Not sure if RVM or JRuby itself does the lib validation, but we also saw an error with libffi validation during installation of 1.7.5 and 1.7.6. Opened an issue for that one assuming it may be the root of the performance but installation seems to carry on without it succeeding. Issue #1155 has the details for that.

headius commented 10 years ago

@vindir Ok, interesting. The biggest change in 1.7.5 was the rewrite of large parts of the transcoding subsystem, and I knew it might be a performance hit I intended to fix in a maintenance release.

Do you have any setup for profiling your app?
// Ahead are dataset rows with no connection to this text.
PR #196, opened 2021-04-07
Add confirmation on invalid config

### LINKED ISSUE #156: pulp config refuses to work in case the config file is not valid
When the existing config file is not valid, not even editing the config file works:
```
$ pulp config edit              
Usage: pulp [OPTIONS] COMMAND [ARGS]...
Try 'pulp --help' for help.

Error: Invalid value for '--format': invalid choice: jsonn. (choose from json, yaml, none)
```

In this special case, `pulp --format=json config edit` helps.

In general though, if the config file fails to parse, it would be nice to get a warning and still be able to run the `pulp config ... `commands.

mdellweg:
fixes #156

### DIFF
--- a/pulpcore/cli/core/config.py
+++ b/pulpcore/cli/core/config.py
@@ -24,9 +24,6 @@ def config() -> None:
 @click.option("--editor", "-e", is_flag=True, help=_("Edit the config file in an editor"))
 @click.option("--overwrite", "-o", is_flag=True, help=_("Overwite any existing config file"))
 @click.option("--location", default=LOCATION, type=click.Path(resolve_path=True))
-@click.option(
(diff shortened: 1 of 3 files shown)


pulpcore/cli/core/config.py
```diff
@@ -68,7 +65,6 @@ def prompt_config_option(name: str) -> Any:
         for setting in SETTINGS:
             settings[setting] = locals()[setting] or ""
 
-    output = f"[cli]\n{toml.dumps(settings)}"
```
daviddavis, line 71: :+1:

daviddavis (approved):
Code LGTM. A test would be nice but not necessary.

mdellweg:
I'm not sure how to properly test interactive stuff.

PR #198, opened 2021-04-08
Guardian's AnonymousUser is no longer automatically created.

ipanova:
[noissue]

Required PR: https://github.com/pulp/pulpcore/pull/1239


mdellweg (approved):
The required PR should ne even be needed.
So this could be merged right away.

Is there a lot of encoded text data being passed around (especially IO-related) in your app?

I will start poking at perf improvements for the existing logic today.

headius commented 10 years ago

Oh, and if we have determined that 1.7.5/1.7.6 fix the original case/when problem, we should resolve this and open a new bug for the perf issues.

headius commented 10 years ago

I'm going to optimistically resolve this because I'm pretty sure the colon2 issue was the cause.

Please file a new issue for performance degradation in 1.7.5/1.7.6.

vindir commented 10 years ago

Thanks a million for all of your time spent helping to sort this one out. Genuinely appreciate the assistance.

I think @benlangfeld told me you'd mentioned the transcoding system rewrite as a likely cause. Our app profiling mostly revolves around functional testing with SIPP to give us concurrent and call-per-second performance numbers, so we've got plenty of that history handy. We don't have any standard setup to run through ruby-prof or similar if that's what you mean though.

Could you narrow down the text encoding question some? Probably no more than your typical app. We have to handle some xml and we deal with a ton of string parsing with the data we get from the asterisk AMI/AGI APIs. I'll open up an issue shortly for the performance issues to reiterate the above since this is probably the wrong place to ask.

As far as the case/when/:::/if/etc problem, we didn't see it on 1.7.5 and 1.7.6 so that's awesome, but with the lower performance we only stayed on the new releases long enough to run a few rounds of testing through. We can open another issue if it creeps back up.

headius commented 10 years ago

@vindir Ok, thanks for your patience.

Encoding-wise, you'd see hits any time you're doing String#encode(!), using Encoding::Converter, or reading/writing an IO/File that needs transcoding. It sounds like you may have plenty of this.

I'm not sure if you've ever hooked up a Java profiler, but I'd recommend YourKit as a good (commercial) option and VisualVM as a free option. Since we're profiling in development and not production, you should be able to use Oracle's Java Mission Control as well.

All three options provide sampling profiles at the Java level that may give us some hints as to where perf is going. You can also start up JRuby with --sample (-Xprof passed to underlying JVM) for global sampled profiling that prints out on exit. Sampled profiles aren't super accurate, but they'll find egregious issues.

I will look for your performance issue.

headius commented 10 years ago

@vindir did you ever file an issue for the performance degradation? I thought of another case that could be a more likely suspect: Enumerator#next use may be spinning up a thread for more cases than in 1.7.4.